> **ACTIVITY**
Below are some records. Return exactly the lines from the one with "The address passed" to the one with "But the registered", and nothing else.

> **SUPPLIED RECORDS**
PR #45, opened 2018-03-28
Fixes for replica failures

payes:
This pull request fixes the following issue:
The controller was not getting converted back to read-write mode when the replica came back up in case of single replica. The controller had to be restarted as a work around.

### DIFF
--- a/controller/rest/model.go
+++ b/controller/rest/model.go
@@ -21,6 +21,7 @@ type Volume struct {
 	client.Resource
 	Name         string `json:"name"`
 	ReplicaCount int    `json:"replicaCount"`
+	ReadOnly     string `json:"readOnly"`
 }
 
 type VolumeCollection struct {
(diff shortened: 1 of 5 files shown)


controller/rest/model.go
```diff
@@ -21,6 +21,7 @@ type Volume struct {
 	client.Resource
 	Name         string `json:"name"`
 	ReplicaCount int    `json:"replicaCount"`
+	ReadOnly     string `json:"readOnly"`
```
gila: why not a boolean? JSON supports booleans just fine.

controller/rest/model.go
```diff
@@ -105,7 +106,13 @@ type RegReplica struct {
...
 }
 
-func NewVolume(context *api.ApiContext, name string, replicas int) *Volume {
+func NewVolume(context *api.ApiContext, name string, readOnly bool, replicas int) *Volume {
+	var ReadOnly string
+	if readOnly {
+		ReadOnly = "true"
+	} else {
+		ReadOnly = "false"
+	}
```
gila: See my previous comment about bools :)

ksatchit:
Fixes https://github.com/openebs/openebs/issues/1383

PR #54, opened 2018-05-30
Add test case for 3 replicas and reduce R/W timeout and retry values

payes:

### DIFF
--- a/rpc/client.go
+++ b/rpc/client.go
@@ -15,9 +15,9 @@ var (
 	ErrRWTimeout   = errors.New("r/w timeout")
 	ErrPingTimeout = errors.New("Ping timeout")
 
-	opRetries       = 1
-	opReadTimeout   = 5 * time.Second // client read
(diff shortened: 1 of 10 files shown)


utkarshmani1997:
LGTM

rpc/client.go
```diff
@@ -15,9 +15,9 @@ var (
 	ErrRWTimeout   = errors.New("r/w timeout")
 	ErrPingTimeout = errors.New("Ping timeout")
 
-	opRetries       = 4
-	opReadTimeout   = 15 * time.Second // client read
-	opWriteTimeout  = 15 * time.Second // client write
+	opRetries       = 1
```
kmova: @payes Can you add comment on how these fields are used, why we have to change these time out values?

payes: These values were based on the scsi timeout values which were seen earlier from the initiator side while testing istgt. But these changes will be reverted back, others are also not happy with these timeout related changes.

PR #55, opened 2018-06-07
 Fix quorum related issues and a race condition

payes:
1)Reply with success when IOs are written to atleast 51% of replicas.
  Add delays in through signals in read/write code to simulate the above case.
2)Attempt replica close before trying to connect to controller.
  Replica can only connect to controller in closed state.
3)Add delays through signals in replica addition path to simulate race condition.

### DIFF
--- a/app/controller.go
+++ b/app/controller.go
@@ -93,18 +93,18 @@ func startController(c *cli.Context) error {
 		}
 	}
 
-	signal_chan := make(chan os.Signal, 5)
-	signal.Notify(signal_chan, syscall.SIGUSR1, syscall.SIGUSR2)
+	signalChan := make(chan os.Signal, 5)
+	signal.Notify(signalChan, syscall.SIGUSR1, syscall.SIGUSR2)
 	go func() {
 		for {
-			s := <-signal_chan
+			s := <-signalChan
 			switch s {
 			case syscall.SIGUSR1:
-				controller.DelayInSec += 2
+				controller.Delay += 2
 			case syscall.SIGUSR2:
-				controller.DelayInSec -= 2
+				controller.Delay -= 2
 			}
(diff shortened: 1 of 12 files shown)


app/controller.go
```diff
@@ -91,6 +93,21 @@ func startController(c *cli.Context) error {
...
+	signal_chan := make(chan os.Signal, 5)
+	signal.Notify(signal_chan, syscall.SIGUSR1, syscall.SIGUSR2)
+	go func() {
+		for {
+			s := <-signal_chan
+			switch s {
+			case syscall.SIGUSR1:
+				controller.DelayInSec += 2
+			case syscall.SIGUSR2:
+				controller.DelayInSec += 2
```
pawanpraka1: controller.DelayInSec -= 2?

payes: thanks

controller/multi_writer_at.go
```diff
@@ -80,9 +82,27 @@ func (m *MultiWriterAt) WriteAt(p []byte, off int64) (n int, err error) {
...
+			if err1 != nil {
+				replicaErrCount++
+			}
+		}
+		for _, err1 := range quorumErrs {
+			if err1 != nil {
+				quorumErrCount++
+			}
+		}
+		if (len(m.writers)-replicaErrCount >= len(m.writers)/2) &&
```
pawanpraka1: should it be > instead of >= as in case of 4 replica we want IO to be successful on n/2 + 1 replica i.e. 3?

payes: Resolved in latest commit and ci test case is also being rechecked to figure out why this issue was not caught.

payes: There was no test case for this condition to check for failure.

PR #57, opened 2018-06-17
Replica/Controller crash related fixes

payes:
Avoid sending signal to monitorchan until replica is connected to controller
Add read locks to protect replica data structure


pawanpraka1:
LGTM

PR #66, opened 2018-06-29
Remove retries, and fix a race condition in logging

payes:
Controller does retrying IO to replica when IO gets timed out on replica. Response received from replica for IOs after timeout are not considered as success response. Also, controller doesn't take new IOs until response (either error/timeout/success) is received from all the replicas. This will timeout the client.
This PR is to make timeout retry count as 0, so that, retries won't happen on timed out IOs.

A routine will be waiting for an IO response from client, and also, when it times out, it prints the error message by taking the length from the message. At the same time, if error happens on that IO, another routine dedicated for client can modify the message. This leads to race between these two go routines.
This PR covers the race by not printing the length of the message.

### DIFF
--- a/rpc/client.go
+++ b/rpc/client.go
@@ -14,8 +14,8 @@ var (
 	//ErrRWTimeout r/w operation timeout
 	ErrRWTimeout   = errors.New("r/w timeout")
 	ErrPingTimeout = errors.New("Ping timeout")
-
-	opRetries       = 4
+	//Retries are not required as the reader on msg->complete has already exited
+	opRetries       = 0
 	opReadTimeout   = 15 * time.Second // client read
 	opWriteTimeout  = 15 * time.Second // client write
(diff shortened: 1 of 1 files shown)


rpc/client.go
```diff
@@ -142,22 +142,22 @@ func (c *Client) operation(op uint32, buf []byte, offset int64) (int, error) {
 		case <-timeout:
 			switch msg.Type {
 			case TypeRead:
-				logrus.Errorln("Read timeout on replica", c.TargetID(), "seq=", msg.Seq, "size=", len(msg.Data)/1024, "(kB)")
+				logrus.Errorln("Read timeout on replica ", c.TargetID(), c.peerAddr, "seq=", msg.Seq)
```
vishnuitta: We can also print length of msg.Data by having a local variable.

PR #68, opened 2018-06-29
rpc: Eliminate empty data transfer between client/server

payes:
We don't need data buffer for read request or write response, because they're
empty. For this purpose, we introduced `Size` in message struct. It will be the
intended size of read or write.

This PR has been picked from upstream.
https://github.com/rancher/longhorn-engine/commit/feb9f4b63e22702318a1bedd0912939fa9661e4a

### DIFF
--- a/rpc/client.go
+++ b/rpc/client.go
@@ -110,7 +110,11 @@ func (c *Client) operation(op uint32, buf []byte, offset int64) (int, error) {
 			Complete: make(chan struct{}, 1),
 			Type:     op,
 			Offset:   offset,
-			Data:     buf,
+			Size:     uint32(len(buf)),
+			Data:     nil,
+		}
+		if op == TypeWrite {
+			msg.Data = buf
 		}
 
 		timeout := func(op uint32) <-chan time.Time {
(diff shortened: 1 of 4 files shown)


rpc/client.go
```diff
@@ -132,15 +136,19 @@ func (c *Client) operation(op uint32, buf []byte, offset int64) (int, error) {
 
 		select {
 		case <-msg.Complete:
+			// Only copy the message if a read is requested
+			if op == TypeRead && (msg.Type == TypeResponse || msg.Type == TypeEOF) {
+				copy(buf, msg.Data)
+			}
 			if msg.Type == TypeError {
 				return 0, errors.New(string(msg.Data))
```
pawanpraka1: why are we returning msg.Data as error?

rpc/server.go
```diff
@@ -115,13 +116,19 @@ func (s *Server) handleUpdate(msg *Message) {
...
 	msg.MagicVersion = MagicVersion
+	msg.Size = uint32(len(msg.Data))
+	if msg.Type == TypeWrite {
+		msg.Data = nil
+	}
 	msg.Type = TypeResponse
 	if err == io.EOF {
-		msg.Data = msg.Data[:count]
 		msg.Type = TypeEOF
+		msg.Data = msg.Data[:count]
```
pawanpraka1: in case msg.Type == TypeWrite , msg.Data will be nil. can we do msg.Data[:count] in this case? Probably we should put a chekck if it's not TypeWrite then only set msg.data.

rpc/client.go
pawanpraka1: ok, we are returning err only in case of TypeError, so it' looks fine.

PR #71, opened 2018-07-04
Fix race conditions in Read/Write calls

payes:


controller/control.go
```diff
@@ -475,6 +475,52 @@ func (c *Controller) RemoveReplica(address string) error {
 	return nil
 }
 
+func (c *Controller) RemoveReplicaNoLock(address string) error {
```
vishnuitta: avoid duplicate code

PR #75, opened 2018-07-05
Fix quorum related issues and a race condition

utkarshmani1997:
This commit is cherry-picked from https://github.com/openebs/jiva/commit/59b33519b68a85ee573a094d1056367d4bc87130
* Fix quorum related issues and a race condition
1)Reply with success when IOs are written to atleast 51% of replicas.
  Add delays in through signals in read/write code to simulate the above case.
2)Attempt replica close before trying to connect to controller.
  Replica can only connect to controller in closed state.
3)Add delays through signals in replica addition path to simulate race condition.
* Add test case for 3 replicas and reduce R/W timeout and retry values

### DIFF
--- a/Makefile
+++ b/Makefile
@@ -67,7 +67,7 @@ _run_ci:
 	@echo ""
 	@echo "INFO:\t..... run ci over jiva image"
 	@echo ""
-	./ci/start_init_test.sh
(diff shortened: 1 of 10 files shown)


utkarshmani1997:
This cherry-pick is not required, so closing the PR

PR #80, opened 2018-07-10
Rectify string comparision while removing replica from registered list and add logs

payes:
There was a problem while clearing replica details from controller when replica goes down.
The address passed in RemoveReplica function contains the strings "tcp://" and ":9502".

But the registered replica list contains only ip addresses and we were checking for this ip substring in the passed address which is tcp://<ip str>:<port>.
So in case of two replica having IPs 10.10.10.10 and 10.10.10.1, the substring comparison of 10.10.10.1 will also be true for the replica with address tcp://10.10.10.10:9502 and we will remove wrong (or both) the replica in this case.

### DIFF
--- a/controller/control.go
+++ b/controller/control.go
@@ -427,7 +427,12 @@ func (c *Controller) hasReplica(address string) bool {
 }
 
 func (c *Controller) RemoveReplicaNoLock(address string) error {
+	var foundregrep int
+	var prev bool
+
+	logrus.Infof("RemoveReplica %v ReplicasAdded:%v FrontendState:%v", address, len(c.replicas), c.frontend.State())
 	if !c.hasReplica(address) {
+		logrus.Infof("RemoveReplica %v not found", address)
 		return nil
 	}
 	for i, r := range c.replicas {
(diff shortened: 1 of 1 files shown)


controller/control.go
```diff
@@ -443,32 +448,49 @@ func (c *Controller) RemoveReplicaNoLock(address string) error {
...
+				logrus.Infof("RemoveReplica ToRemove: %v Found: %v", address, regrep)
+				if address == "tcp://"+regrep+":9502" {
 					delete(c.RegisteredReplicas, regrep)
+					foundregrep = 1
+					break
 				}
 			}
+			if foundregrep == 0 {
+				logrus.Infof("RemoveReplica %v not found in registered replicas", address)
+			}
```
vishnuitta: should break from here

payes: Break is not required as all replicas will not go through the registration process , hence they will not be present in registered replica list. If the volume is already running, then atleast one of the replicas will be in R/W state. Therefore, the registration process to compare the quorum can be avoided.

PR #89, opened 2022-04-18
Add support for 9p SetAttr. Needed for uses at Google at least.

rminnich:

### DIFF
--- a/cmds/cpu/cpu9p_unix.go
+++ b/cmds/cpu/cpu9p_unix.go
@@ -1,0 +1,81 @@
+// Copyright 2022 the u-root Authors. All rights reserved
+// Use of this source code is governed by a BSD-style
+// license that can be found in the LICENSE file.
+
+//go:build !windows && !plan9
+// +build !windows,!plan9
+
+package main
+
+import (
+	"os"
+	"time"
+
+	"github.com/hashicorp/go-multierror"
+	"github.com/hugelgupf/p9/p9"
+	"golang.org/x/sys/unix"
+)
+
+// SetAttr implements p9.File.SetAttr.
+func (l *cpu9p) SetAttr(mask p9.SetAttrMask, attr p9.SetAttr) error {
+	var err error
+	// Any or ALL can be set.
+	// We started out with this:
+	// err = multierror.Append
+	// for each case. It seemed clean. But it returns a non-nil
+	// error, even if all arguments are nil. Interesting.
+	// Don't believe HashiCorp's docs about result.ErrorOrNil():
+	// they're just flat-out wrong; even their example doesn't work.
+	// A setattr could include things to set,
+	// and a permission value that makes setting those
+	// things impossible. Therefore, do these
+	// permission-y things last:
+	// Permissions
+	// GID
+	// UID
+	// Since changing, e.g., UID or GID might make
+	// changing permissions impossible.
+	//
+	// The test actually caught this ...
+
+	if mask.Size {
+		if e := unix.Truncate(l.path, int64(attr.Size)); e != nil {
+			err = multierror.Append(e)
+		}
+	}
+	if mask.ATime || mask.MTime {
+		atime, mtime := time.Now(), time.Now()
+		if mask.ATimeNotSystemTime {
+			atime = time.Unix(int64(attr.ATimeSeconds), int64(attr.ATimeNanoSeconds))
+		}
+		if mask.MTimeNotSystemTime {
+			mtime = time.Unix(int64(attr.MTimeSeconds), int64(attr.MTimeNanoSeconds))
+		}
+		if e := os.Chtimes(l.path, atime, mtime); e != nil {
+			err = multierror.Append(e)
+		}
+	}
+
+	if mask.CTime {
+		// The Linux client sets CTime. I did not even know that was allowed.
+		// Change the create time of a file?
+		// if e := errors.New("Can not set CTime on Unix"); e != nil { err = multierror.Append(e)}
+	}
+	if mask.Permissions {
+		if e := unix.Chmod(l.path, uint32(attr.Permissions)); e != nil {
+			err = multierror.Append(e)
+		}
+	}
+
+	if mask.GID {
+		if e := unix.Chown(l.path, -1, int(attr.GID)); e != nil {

> **SOLUTION TO THE EXERCISE**
The address passed in RemoveReplica function contains the strings "tcp://" and ":9502".

But the registered replica list contains only ip addresses and we were checking for this ip substring in the passed address which is tcp://<ip str>:<port>.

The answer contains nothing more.